--- START ---
Issue #6595, opened 2022-03-12
feat: Changing the limit-count plugin allow_degradation parameter default value to true.


fatihbm:
### Issue description

The main goal here should be to minimize the risk of downtime in the production environment due to a third-party (redis) service. 
This is a configurable setting but if the default value is set to true it could be a more safe way.

spacewander:
Normally we can't accept a break change, even turning false to true by default.

PR #6596, opened 2022-03-12
feat: Changing the limit-count plugin allow_degradation parameter default value to true.

fatihbm:
feat: #6595 

### Pre-submission checklist:


membphis:
I think we should add some test cases to confirm your changes.

spacewander (changes requested):
I am afraid we can't accept a break change.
--- END ---
* [REQUIRED ACTION] Make an exact copy of every line in the data.

* [EXERCISE RESPONSE]
Issue #6595, opened 2022-03-12
feat: Changing the limit-count plugin allow_degradation parameter default value to true.


fatihbm:
### Issue description

The main goal here should be to minimize the risk of downtime in the production environment due to a third-party (redis) service. 
This is a configurable setting but if the default value is set to true it could be a more safe way.

spacewander:
Normally we can't accept a break change, even turning false to true by default.

PR #6596, opened 2022-03-12
feat: Changing the limit-count plugin allow_degradation parameter default value to true.

fatihbm:
feat: #6595 

### Pre-submission checklist:


membphis:
I think we should add some test cases to confirm your changes.

spacewander (changes requested):
I am afraid we can't accept a break change.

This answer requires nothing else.